Feier im Zeichen der Symbolfigur

725-Jahrfeier in Rotensee: Festkommers mit Froschhappen

Das Maskottchen wird geschlachtet: Ortsvorsteher Heiko Kroker (von links), Manfred Mayer und Ingeburg Henning schneiden und verteilen den Kirmesfrosch mundgerechte Happen. Fotos: Apel

Rotensee. Fast alles beim Festkommers anlässlich der urkundlichen Ersterwähnung von Rotensee vor 725 Jahren drehte sich um den Frosch.

 Den Spitznamengeber der Rotenseer, den Patron der Kirmes und natürlich auch die Symbolfigur der Jahrhundertfeier.

Schelmisch schmunzelnd verfolgte „er“ am Freitagabend bei „Froschwetter“ auf dem grasgrünen Werbebanner über der Tanzfläche, wie das Bläsercorps Freischütz Rotensee den dritten Teil der Jubiläumsveranstaltungen feierlich eröffnete, wie Ortsvorsteher Heiko Kroker das Publikum im voll besetzten Kirmeszelt begrüßte und vielfachen Dank aussprach. Und wie der Kinderchor Wippershain ein erstes musikalisches Ausrufezeichen setzte und „Seeräuberopa Fabian“ hochleben ließ. Die zwölf Jungen und Mädchen ernteten viel Applaus, obwohl die von Simon Göbel geschwenkte Piratenflagge wahrscheinlich nie über Rotensee oder dem 1923 zugeschütteten Dorfteich wehte.

3000 Jahre altes Armband

Jedenfalls wenn man sich auf den Rotenseer Heimathistoriker Hans Heenes verlässt, der Einzelschicksale und wichtige Dorfdaten Revue passieren ließ und dabei auf so manche Kuriosität einging. Etwa die, dass 1923 auf dem Dorfteichgelände das 20 Mio.

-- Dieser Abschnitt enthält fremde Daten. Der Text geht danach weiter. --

PR #2337, opened 2024-02-18
feat: config manager to speedup config generation

barak007:
Loading config is slow. we need to eval the config. in dev time this causes a significant delay when refreshing the app. this PR introduce a config manager that can build an optimized version on the config and then load it and watch it.


packages/engine-cli/src/node-config-manager.ts
```diff
@@ -0,0 +1,140 @@
...
+    currentValue: Promise<unknown[]> | unknown[];
+    dispose(): Promise<void>;
+    build?: ReturnType<typeof deferred<unknown[]>>;
+};
+
+export class NodeConfigManager {
+    constructor(private config: esbuild.BuildOptions) {}
+    runningBuilds = new Map<string, BuildStats>();
+    hashConfig(entryPoints: string[]) {
+        return hash(entryPoints.join(','));
```
idoros, line 16: sort?

packages/engine-cli/src/node-config-manager.ts
```diff
@@ -0,0 +1,140 @@
...
+
+            const ctx = await this.createBuildTask(entryPoints, {
+                onStart() {
+                    const newBuild = deferred<unknown[]>();
+                    buildStats.error = undefined;
+                    buildStats.currentValue = newBuild.promise;
+                    buildStats.build = newBuild;
+                },
+                onEnd(files) {
+                    buildStats.error = undefined;
```
idoros, line 40: is there a case that build has an error and we still get to build end?

packages/engine-cli/src/node-config-manager.ts
```diff
@@ -0,0 +1,140 @@
...
+    }
+    async dispose() {
+        await this.disposeAll();
+    }
+    private async createBuildTask(
+        entryPoints: string[],
+        hooks: {
+            onStart(): void;
+            onEnd(files: undefined[]): void;
+            onError(err: Error): void;
```
idoros, line 84: connect `onError`

packages/engine-cli/src/node-config-manager.ts
```diff
@@ -0,0 +1,140 @@
...
+            format: 'cjs',
+            bundle: true,
+            write: false,
+        });
+
+        await Promise.all([ctx.watch(), deferredStart.promise]);
+        return ctx;
+    }
+}
+function deferred<T>() {
```
idoros, line 128: bring from `promise-assist`

packages/engine-cli/src/node-config-manager.ts
```diff
@@ -0,0 +1,140 @@
...
+        entryPoints: string[],
+        hooks: {
+            onStart(): void;
+            onEnd(files: undefined[]): void;
+            onError(err: Error): void;
+        },
+    ) {
+        const deferredStart = deferred<void>();
+        const ctx = await esbuild.context({
+            ...this.config,
```
idoros, line 89: maybe have tree-shaking by default

packages/engine-cli/src/node-config-manager.ts
barak007: nope. I don't think it's needed in this case. we pass a list of same config from the build so no variance.

packages/engine-cli/src/node-config-manager.ts
barak007: activated

packages/engine-cli/src/node-config-manager.ts
barak007: done

packages/engine-cli/src/node-config-manager.ts
barak007: connected

packages/engine-cli/src/node-config-manager.ts
barak007: nope.

packages/engine-cli/src/node-config-manager.ts
barak007: no sorting the order can will actually matter. but not for us.

idoros (approved):

PR #2348, opened 2024-02-21
fix: slow debug

barak007:
So when using esm bundle the devtools work very hard in order to show the `Module` keys in the scopes panel. using iife fixes that and we don't acctualy use the esbuild entry bundle as importable files (library)


packages/engine-cli/src/create-environments-build-configuration.ts
```diff
@@ -40,7 +40,7 @@ export function createBuildConfiguration(options: CreateBuildConfigOptions) {
     const commonConfig = {
         target: 'es2020',
         bundle: true,
-        format: 'esm',
+        format: 'iife',
```
idoros, line 43: add a comment so we can track why we picked `iife` over `esm`

idoros (approved):

Issue #592, opened 2025-03-17
Stagehand env set to "BROWSERBASE", but API key is undefined—defaults to LOCAL instead of throwing an error


valentindoering:
When the stagehand env is set to "BROWSERBASE" in the constructor without a undefined API key, Stagehand defaults to "LOCAL" instead of issuing an error or warning.

kamath:
Thanks for the feedback! PRs welcome here :)

yash1744:
It looks like in `stagehand.init()` at this point [L674](https://github.com/browserbase/stagehand/blob/main/lib/index.ts#L674)  `this.env` is modified to `LOCAL` as in [L621](https://github.com/browserbase/stagehand/blob/main/lib/index.ts#L621) because the API key is undefined, which in turn makes [L80-L81](https://github.com/browserbase/stagehand/blob/main/lib/index.ts#L80-L81) ineffective as `env` is `LOCAL` at the time of matching those conditions.  

The solution for this would be passing the `intEnv` variable to `getBrowser` and matching `intEnv` instead of `env` at [L80-L81](https://github.com/browserbase/stagehand/blob/main/lib/index.ts#L80-L81) .

omlahore:
Looks like this was already resolved  — nice work!

I had been working on a fix as well but just saw the PR now. All good on my end, just flagging this so the issue can be closed if everything’s now in place

PR #629, opened 2025-04-02
fixed output message when apikey is not present

yash1744:
# why 
solves issue #592. 

# what changed
Added `intEnv` in `getBrowser` method in order to know about initial environment and replaced `env` with `intEnv`  for checking the environment correctly and outputting the message accordingly.

# test plan


omlahore:
Looks like this was already resolved in #642 — nice work!

I had been working on a fix as well but just saw the PR now. All good on my end, just flagging this so the issue can be closed if everything’s now in place.

monadoid:
Thanks for your contribution - closing this PR as getBrowser no longer exists in v3.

Mark teure, von den Bürgern selbst finanzierte Weltkriegsmahnmal errichtet worden ist, und dass im Bad Hersfelder Museum ein in der Rotenseer Gemarkung gefundenes, etwa 3000 Jahre altes Bronzearmband vor sich hinschlummert.

Schirmherr Bürgermeister Harald Preßmann („Ich freue mich wie ein Frosch!“) gratulierte für die Gemeindegremien. Er lobte den ausgeprägten Gemeinschaftssinn der Rotenseer, und bat um Unterstützung beim anstehenden Bau des Multifunktionsplatzes. Staatsminister Michael Roth („Roth gehört nach Rotensee!“) wünschte der Festgemeinde angesichts der Ereignisse in Barcelona vor allem Frieden und dass man immer miteinander und nicht übereinander reden möge. Für den Landkreis grüßte Landrat Dr. Michael Koch. Er überreichte ein 500 Euro schweres „Flachgeschenk“ und fügte hinzu: „Wenn ich gewusst hätte, dass Rotensee 577 Einwohner hat, hätte ich noch 77 Euro draufgelegt!“. Weitere Gratulanten waren Landtagsabgeordneter Torsten Warnecke, Bundestagskandidat Timo Lübeck, Schenklengsfelds Bürgermeister Stefan Gensler für die Nachbargemeinden, Bad Hersfelds Stadtrat Hans-Georg Vierheller und Pfarrer Andreas Staus.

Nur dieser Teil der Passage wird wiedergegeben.